[MUD-Dev] Persistant storage.... My current idea.

Chris Gray cg at ami-cg.GraySage.Edmonton.AB.CA
Sat Apr 4 11:33:42 CEST 1998


[Cynbe, as forwarded by Chris L:]

:Meanwhile, I keep a cache buffer in ram of recently accessed objects:
:I'm not comfortable with the time and space overhead of LRU management,
:so instead I manage them essentially as a FIFO queue that objects
:cycle through once loaded into cache:  They are loaded at one end
:and deleted at the other.  Since deleted objects will still be in the
:OS file system cache in general, frequently used objects will get
:'read' back in very quickly, giving (I hope, no performance studies
:yet) much of the performance of an LRU system in practice, without
:much of the overhead.
:
:I allocate a (very) carefully tuned hashtable about 1/8 the size of
:the ram buffer to map abstract pointers to current addresses: This
:mapping takes about 15 risc cycles, which may sound like a lot
:compared to single-cycle access via a hard pointer, but (given a
:little intelligent coding, like looking up a string address just
:once when copying it, not once per byte) turns out according to gprof
:to be consuming only about 5% of my CPU time when Muq is running: I
:feel this is a very reasonable price to pay for disk-based
:operation...

If you keep an index table in memory all the time, then there will also
be no more than one disk read to get any DB entry. This is all somewhat
similar to what I do in AmigaMUD, but different enough that I think its
time (it being a weekend also gives me the time) to overview my setup.

I made a very early decision which many people would disagree with, but
which has worked out not badly. That decision was to encode the type of
an object in the references to that object, rather than in the object
itself or in fields beside the reference. So, my 32 bit reference
consists of a six bit type code in the upper bits, and a 26 bit index
number in the rest. That limits me to 64 million DB objects, which is
enough for now. The big advantage to this scheme is that all "values"
occupy the same size. 32 bit ints, fixed-point numbers, in-memory pointers,
and typed DB references, all take the same 32 bits. This allowed me to
have a 'value' union, which can be used to contain anything needed. So,
for example, each local variable occupies 4 bytes, regardless of its type.
In many situations the type field is redundant (since my in-MUD language
is strongly typed), but in others it isn't.

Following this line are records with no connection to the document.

PR #1290, opened 2025-08-14
ACTIN-2411: Make exon/codon rank available for OncoActin

LiekeSchoenmaker:
Make a AggregatedEvidenceKey, which made all the relevant driver information available for OncoActin instead of only the event

### DIFF
--- a/common/src/main/kotlin/com/hartwig/actin/molecular/interpretation/AggregatedEvidence.kt
+++ b/common/src/main/kotlin/com/hartwig/actin/molecular/interpretation/AggregatedEvidence.kt
@@ -9,8 +9,8 @@ import com.hartwig.actin.datamodel.molecular.evidence.TreatmentEvidenceCategorie
 import com.hartwig.actin.datamodel.molecular.evidence.TreatmentEvidenceCategories.suspectResistant
 
 data class AggregatedEvidence(
-    val treatmentEvidencePerEvent: Map<String, Set<TreatmentEvidence>> = emptyMap(),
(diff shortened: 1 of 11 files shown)


kduyvesteyn (changes requested):
A few issues:
 - I don't understand the rationale behind this change, and ACTIN-2411 doesn't seem to exist (??) so can't check there. 
 - The abstractions are not clean. Adding a codon and exon index to a datamodel that should work for any type of actionable, but only exists for variants is no clean design. 

My impression is that this task is fairly related to ACTIN-1966, and my last comment on https://github.com/hartwigmedical/actin/pull/1119 would be a cleaner route to get evidence codon and exon rank back into evidence datamodel (although adding it to MolecularMatchDetails is not a nice abstraction either, especially since these fields are already part of Variant datamodel anyways

ArnoHMF:
I have looked into this some more, and if we skip using the AggregateEvidenceFactory in OncoACTIN and instead use the ACTIN data model directly we can solve this without any changes in the ACTIN code. 

We can also solve the other remaining naming difference that way by overriding the genomic event names used in that AggregateEvidenceFactory. 

I suggest we take this route first, and that might result in a better replacement for the AggregateEvidenceFactory in ACTIN at a later stage. The AggregateEvidenceFactory doesn't do all that much really and it's used with a limited scope. 

This would mean that we abandon both this branch and the one for ACTIN-1966.

I expect to check in a solution in OncoAct later this week that solves the remaining naming differences.

PR #1295, opened 2025-08-15
ACTIN-2414: Make lab and diagnosis nullable

cbruel:


report/src/main/kotlin/com/hartwig/actin/report/pdf/tables/molecular/PathologyReportFunctions.kt
```diff
@@ -46,7 +46,7 @@ object PathologyReportFunctions {
                         Text(" ("),
                     ),
                     listOfNotNull(
-                        pathologyReport.lab.takeIf { it.isNotEmpty() }?.let {
+                        pathologyReport.lab?.let {
```
andreia-hartwig, line 49: Perhaps we should still check for empty values since these are mandatory for NKI.

andreia-hartwig (approved):

PR #1297, opened 2025-08-19
ACTIN-2427 Derive latestWho and latestAsa from whoStatuses and asaScores

andreia-hartwig:


kduyvesteyn (approved):
Looks good to me. 

I probably wouldn't use `LocalDate.now()` inside test functions but no super strong opinion either way.

PR #1298, opened 2025-08-19
ACTIN-2390: Return drug and treatment listings from database

jbartletthmf:
Needed for populating a list of treatments in the feed review tool.


andreia-hartwig (approved):

jbartletthmf:
It turns out that I need the whole treatment object in the listing. Sorry for the mistake.

PR #1299, opened 2025-08-19
ACTIN-2427 ensure the same gson is used for fromJson and toJson function for ClinicalRecord, Trial and TreatmentMatch

andreia-hartwig:


common/src/main/kotlin/com/hartwig/actin/algo/serialization/TreatmentMatchJson.kt
```diff
@@ -38,20 +40,23 @@ object TreatmentMatchJson {
...
-        return gson.fromJson(json, TreatmentMatch::class.java)
+        return gsonBuilder().fromJson(json, TreatmentMatch::class.java)
     }
+
+    private fun gsonBuilder() = GsonBuilder().serializeNulls()
+        .enableComplexMapKeySerialization()
+        .serializeSpecialFloatingPointValues()
+        .registerTypeAdapter(LocalDateTime::class.java, GsonLocalDateTimeAdapter())
+        .registerTypeAdapter(LocalDate::class.java, GsonLocalDateAdapter())
+        .registerTypeHierarchyAdapter(Set::class.java, GsonSetAdapter<Any>())
```
jbartletthmf, line 55: Was it helpful to have a generic serializer to build on in these cases? It doesn't seem like an improvement to have to repeat all this code everywhere. If we wanted to add something like the set adapter in the future, we'd have to do it in a lot more places.

common/src/main/kotlin/com/hartwig/actin/util/json/EvaluationMessageAdapter.kt
```diff
@@ -1,27 +1,29 @@
...
             return
         }
-
-        val jsonObject = gson.toJsonTree(StaticMessage(value.toString())).asJsonObject
-        gson.toJson(jsonObject, out)
+        
+        val staticMsg = StaticMessage(value.toString())
+        out.beginObject()
+        out.name("message").value(staticMsg.message)
+        out.endObject()
```
jbartletthmf, line 21: Why was this change required? With this change, is there any need to create a `StaticMessage`?

common/src/test/kotlin/com/hartwig/actin/util/json/GsonSerializerTest.kt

I use two disk files for the DB. One is the index file, and one is the
raw data file. After a few header words, index file is an array of small
structs, containing a 16 bit slot length, a 16 bit 'used' length, and
a 32 bit file offset. By having the full size of this struct be a power
of two, indexing it as an array was fast on my early target machines,
which didn't have a 32 bit hardware multiply. The 26 bit index number of
a DB reference indexes this index file, which is kept in RAM at all times.
That yields the file offset of the actual data. The high bit of the
file offset is set if the file slot referenced by this index entry is
currently free. Having the 'used' length present allows me to find space
in the in-memory cache that is no longer than actually needed, and also
reduces the actual disk-read length to the minimum. Having the slot
length present sometimes allows entries to be replaced in-place if they
don't grow too much. An in-memory table contains pointers to some of the
free file slots, which allows best-fit allocation from among that set.
It is replenished by scanning the entire index occasionally, and freed
DB slots are put into the table, so that they are re-used in preference.

Backing up the actual database file is an in-memory non-write-through
cache. It is maintained in an LRU ordering via a linked-list (so the
LRU maintainance is quite cheap). There is also a list of free cache
slots. The cache is flushed to disk in whole, when top-level MUD code
requests it, or when the DB code cannot find a free or non-dirty cache
slot that is big enough for a current request.

Providing a quick short-circuit to the LRU mechanism is a map table,
indexed by the DB index modulo the table size. The vast majority of
DB lookups hit in this mapping table. Such lookups probably take on
the order of 30 instructions, including some statistics code and the
LRU maintainance.

The system also has some higher-level caches, such as for MUD-code
routines. I use a reference-counting scheme to know when DB entries can
be freed, so there is potentially a lot of DB-writing to modify them. To
counter this, I have another mapping table, the entries of which store
the current ref-count, along with the DB's idea of the ref-count. These
mappings are also non-write-through, thus eliminating most of the DB-writes
for ref-count fiddles. As an example, consider what happens when something
being carried by a player is dropped. In my system, it is added to the
contents list of the current location, and removed from the list of things
being carried by the player. This is two ref-count changes, but they
cancel out, a situation handled nicely by the ref-count mapping table,
resulting in no dirtying of the DB entry for the item itself.

Whew! That's likely far more detail than anyone wanted!